*Records provided*:

□ □ □ □ □

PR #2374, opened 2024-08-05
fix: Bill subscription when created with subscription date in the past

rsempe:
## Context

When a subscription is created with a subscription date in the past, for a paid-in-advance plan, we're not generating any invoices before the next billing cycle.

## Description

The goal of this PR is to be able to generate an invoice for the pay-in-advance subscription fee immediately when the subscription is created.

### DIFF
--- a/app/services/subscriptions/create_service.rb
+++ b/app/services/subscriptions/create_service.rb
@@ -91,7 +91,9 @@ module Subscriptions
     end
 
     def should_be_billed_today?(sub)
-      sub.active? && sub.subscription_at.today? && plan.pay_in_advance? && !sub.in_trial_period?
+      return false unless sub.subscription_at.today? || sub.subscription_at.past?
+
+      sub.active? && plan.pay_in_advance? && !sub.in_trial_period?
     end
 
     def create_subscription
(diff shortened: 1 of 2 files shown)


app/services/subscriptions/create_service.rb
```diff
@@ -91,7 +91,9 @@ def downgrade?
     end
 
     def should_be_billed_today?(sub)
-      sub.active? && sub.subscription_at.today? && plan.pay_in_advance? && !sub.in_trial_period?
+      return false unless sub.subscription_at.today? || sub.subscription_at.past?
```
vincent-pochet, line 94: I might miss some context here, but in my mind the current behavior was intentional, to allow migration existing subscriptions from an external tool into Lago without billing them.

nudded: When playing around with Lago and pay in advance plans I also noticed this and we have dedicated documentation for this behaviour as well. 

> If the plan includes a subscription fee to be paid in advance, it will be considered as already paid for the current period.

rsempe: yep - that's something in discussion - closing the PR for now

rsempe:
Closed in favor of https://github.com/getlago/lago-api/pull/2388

□ □ □ □ □

*About this task*:
Retype the records above from the very first line down to the line with "--- a/app/services/subscriptions/create_service.rb", keeping both of those lines. Include nothing beyond them.

*Task solution*:
PR #2374, opened 2024-08-05
fix: Bill subscription when created with subscription date in the past

rsempe:
## Context

When a subscription is created with a subscription date in the past, for a paid-in-advance plan, we're not generating any invoices before the next billing cycle.

## Description

The goal of this PR is to be able to generate an invoice for the pay-in-advance subscription fee immediately when the subscription is created.

### DIFF
--- a/app/services/subscriptions/create_service.rb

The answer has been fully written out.